На мое замечание о том, что на каждой из этих планет людям придется приспосабливаться к окружающей среде, он возразил:

— На восемнадцати планетах среда почти идеально удовлетворяет требованиям! Разве мы не планировали их заселение?

— Ты что же, намерен вышвырнуть людей из Дома, невзирая на то что они совершенно не подготовлены?

— Кто, люди или планеты? — перебил он с усмешкой.

— И те и другие.

— Именно это я и собираюсь сделать, — решительно подтвердил Кендалл. — Люди будут жить пока в атомных отсеках, — и указал на макеты.

— Допустим на минуту, что тебе удалось создать на планетах условия для выживания.
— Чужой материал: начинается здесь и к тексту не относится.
Issue #84, opened 2025-12-11
Replace occurences of `any` types in


fredericbarthelet:
This should remove remaining biome warnings regarding `lint/suspicious/noExplicitAny`

Issue #83, opened 2025-12-11
Remove occurences of non-null assertion


fredericbarthelet:
This should remove all warnings in biome of `lint/style/noNonNullAssertion`

PR #90, opened 2025-12-12
chore: fix biome and lint warnings

Rodriguespn:
## Changes Made

This PR addresses multiple linting and code quality improvements:

### 1. Non-null Assertion Fixes
- **Files**: Multiple hook files in `src/web/hooks/`
- Replaced all non-null assertions (`!`) with explicit undefined checks and descriptive error messages

### 2. TypeScript Type Safety
- **Files**: `src/test/widget.test.ts`, `src/web/data-llm.test.tsx`
- Replaced `any` types with proper TypeScript types

### 3. CI/CD Improvements
- **Files**: `.github/workflows/ci.yml`, `package.json`, `.nvmrc`
- Created `.nvmrc` file using `lts/krypton` to avoid locking to a specific minor/patch version
- Separated code quality checks from test job for better CI feedback:
  - **`code-quality` job**: Runs `biome ci .` (formatting and linting) and TypeScript type checking independently
  - **`test` job**: Builds and runs unit tests independently
- Updated CI to use `biome ci` instead of `biome check` following [Biome's CI documentation](https://biomejs.dev/recipes/continuous-integration/) for better GitHub Actions integration (annotations)
- Simplified `test` script to only run unit tests; code quality checks are handled by the separate CI job

### 4. Biome Extension Configuration
- **File**: `.vscode/settings.json` (if applicable)
- Configured Biome extension to work properly in Cursor IDE

## Rationale

The separation of code quality and test jobs allows:
- **Non-blocking tests**: Tests can run even if TypeScript has errors, providing faster feedback during development when you might have incomplete type definitions but still want to verify runtime behavior
- **Better CI integration**: Using `biome ci` provides GitHub Actions annotations for better visibility of code quality issues
- **Clear separation of concerns**: Code quality checks (formatting, linting, type checking) are TypeScript-specific and run independently from functional tests

Closes: https://github.com/alpic-ai/skybridge/issues/83
Closes: https://github.com/alpic-ai/skybridge/issues/84

### DIFF
--- a/package.json
+++ b/package.json
@@ -23,7 +23,7 @@
     "test": "pnpm run test:unit && pnpm run test:type && pnpm run test:format",
     "test:unit": "vitest run",
     "test:type": "tsc --noEmit",
-    "test:format": "biome ci --error-on-warnings",
+    "test:format": "biome ci",
     "docs:dev": "pnpm --filter @skybridge/docs start",
     "docs:build": "pnpm --filter @skybridge/docs build",
     "docs:serve": "pnpm --filter @skybridge/docs serve"


.nvmrc
```diff
@@ -0,0 +1,2 @@
+24.12.0
```
fredericbarthelet: Use `lts/krypton` here instead to avoid locking to a minor/patch

src/web/hooks/use-display-mode.ts
```diff
@@ -2,7 +2,12 @@ import type { DisplayMode } from "../types.js";
 import { useOpenAiGlobal } from "./use-openai-global.js";
 
 export function useDisplayMode() {
-  const displayMode = useOpenAiGlobal("displayMode")!;
+  const displayMode = useOpenAiGlobal("displayMode");
```
fredericbarthelet, line 5: You'd avoid a lot of duplicated code by making this check directly in `useOpenAiGlobal` hook directly
https://github.com/alpic-ai/skybridge/blob/ee49380aad402306c7c42925f9d93650f25b76af/src/web/hooks/use-openai-global.ts#L36

But this was taken from OpenAI implementation repo. Are we sure there is no lifecycle phase where `window.openai` is not yet defined/available? Or this was just in place to make the execution fails silently in case the widget was rendered in a different environment ?

.github/workflows/ci.yml
```diff
@@ -6,6 +6,31 @@ on:
     branches: [main]
 
 jobs:
+  code-quality:
```
fredericbarthelet: test is already testing type, format and unit. Why did you add this job ?

.vscode/settings.json
```diff
@@ -1,3 +1,4 @@
 {
-  "editor.defaultFormatter": "biomejs.biome"
+  "editor.defaultFormatter": "biomejs.biome",
+  "biome.lsp.bin": "${workspaceFolder}/node_modules/.bin/biome"
```
fredericbarthelet, line 3:
```suggestion
  "biome.lspBin": "${workspaceFolder}/node_modules/.bin/biome"
```
Should be lspBin param according to biome doc: [biome.lspBin](https://biomejs.dev/fr/reference/vscode/#biomelspbin)

src/web/hooks/use-call-tool.test.ts
```diff
@@ -202,14 +202,17 @@ describe("useCallTool - TypeScript typing", () => {
...
       promise = result.current.callToolAsync(testArgs);
       expectTypeOf<Promise<typeof mockResponse>>(promise);
       resolvedValue = await promise;
     });
 
-    expect(resolvedValue!).toEqual(mockResponse);
+    if (resolvedValue === undefined) {
+      throw new Error("Expected resolvedValue to be defined");
+    }
+    expect(resolvedValue).toEqual(mockResponse);
```
fredericbarthelet: You can do simpler, act accepts a return value that will be forwarded back outside of the callback scope for this purpose :)

```suggestion
    const returnedValue = await act(async () => {
      return result.current.callToolAsync();
    });

    expectTypeOf<typeof mockResponse>(returnedValue);
    expect(returnedValue).toEqual(mockResponse);
```

src/web/hooks/use-call-tool.test.ts
```diff
@@ -235,13 +238,16 @@ describe("useCallTool - TypeScript typing", () => {
     OpenaiMock.callTool.mockResolvedValueOnce(mockResponse);
 
     let promise: Promise<typeof mockResponse>;
-    let resolvedValue: typeof mockResponse;
+    let resolvedValue: typeof mockResponse | undefined;
```
fredericbarthelet: same comment here

package.json
```diff
@@ -20,6 +20,7 @@
     "build": "tsc && pnpm run build:templates",
     "build:templates": "cp -r src/server/templates dist/src/server/",
     "format": "biome check --write",
+    "lint": "biome lint --error-on-warnings",
```
fredericbarthelet: biome lint is a subset of [biome check](https://biomejs.dev/reference/cli/#biome-check), why do you need this additional command in particular?

Rodriguespn: Answered [here](https://github.com/alpic-ai/skybridge/pull/90#issuecomment-3650739010)

.github/workflows/ci.yml
Rodriguespn: Let's continue this discussion [here](https://github.com/alpic-ai/skybridge/pull/90#issuecomment-3650739010)

.nvmrc
Rodriguespn: Done ✅

.vscode/settings.json
Rodriguespn: It's weird because in the [english version](https://biomejs.dev/reference/vscode/#biomelspbin) of Biome docs, the correct param is `biome.lsp.bin`, but in the French one is `biome.lspBin` 🤣

fredericbarthelet: Hahaha 🤣 That's a first. `biome.lsp.bin` is the correct one. I guess Biome's french documentation needs updating. Thanks for finding that out @Rodriguespn !

package.json
fredericbarthelet: It was removed, this is now resolved :)

package.json
```diff
@@ -20,10 +20,9 @@
     "build": "tsc && pnpm run build:templates",
     "build:templates": "cp -r src/server/templates dist/src/server/",
     "format": "biome check --write",
-    "test": "pnpm run test:unit && pnpm run test:type && pnpm run test:format",
```
fredericbarthelet, line 23: please keep this in order to be able to run locally and iterate on a specific dev

Rodriguespn:
> > Regarding biome lint script: Removed it frompackage.json since biome check already includes linting.
> 
> Perfect 👌
> 
> > Regarding separate code-quality job: I separated it for two reasons: non-blocking test and biome ci
> 
> My believes on that matter is that CI is an automated shared quality check to ensure no merging occurs on a broken PR. Feedback loop on types correctness and unit tests pass should be done locally on your IDE while developing the feature, not once you push to Github :) However I'm open to give better visibility with separated jobs that will all always run in parallel. But I'd like to keep it DRY (so no double installs) and as simple as possible. Hereafter is a suggested implementation where install is still made once, and 3 jobs are separated using a matrix. WDYT ?
> 
> switching from `biome check` to `biome ci` is a good improvement, but unrelated to jobs running in series or in parallel. You can however update the command in the package.json
> 
> ```yaml
> name: CI
> 
> on:
>   pull_request:
>   push:
>     branches: [main]
> 
> jobs:
>   install:
>     name: Install
>     runs-on: ubuntu-latest
>     steps:
>       - uses: actions/checkout@v4
> 
>       - uses: pnpm/action-setup@v4
> 
>       - uses: actions/setup-node@v4
>         with:
>           node-version: .nvmrc
>           cache: 'pnpm'
> 
>       - run: pnpm install --frozen-lockfile
> 
>       - uses: actions/cache/save@v4
>         with:
>           path: |
>             node_modules
>             dist
>           key: build-${{ github.sha }}
> 
>   test:
>     name: ${{ matrix.name }}
>     needs: install
>     runs-on: ubuntu-latest
>     strategy:
>       fail-fast: false
>       matrix:
>         include:
>           - name: Unit Tests
>             command: test:unit
>           - name: Type Check
>             command: test:type
>           - name: Lint & Format
>             command: test:format
>     steps:
>       - uses: actions/checkout@v4
> 
>       - uses: pnpm/action-setup@v4
> 
>       - uses: actions/setup-node@v4
>         with:
>           node-version: .nvmrc
>           cache: 'pnpm'
> 
>       - uses: actions/cache/restore@v4
>         with:
>           path: |
>             node_modules
>             dist
>           key: build-${{ github.sha }}
> 
>       - run: pnpm run ${{ matrix.command }}
>       ```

Зачем же мучиться на промежуточной стадии? Разумнее было бы использовать роботов и управлять ими отсюда, а уж когда все будет готово, тогда пускай те, кому приспичит, отправляются на все четыре стороны.

— Нет, — ответил он тихо и окинул взглядом глобусы, как бы любуясь этим парадом планет на письменном столе, — я боюсь, что Дом станет тупиком эволюции человечества. Мы создали статичное, обреченное на застой общество. Человеку остается либо к нему приспособиться, либо деградировать. Последнего пока не случилось, потому что человек — существо выносливое и способное к адаптации. Тем не менее всего лишь за несколько столетий в нем произошли значительные изменения.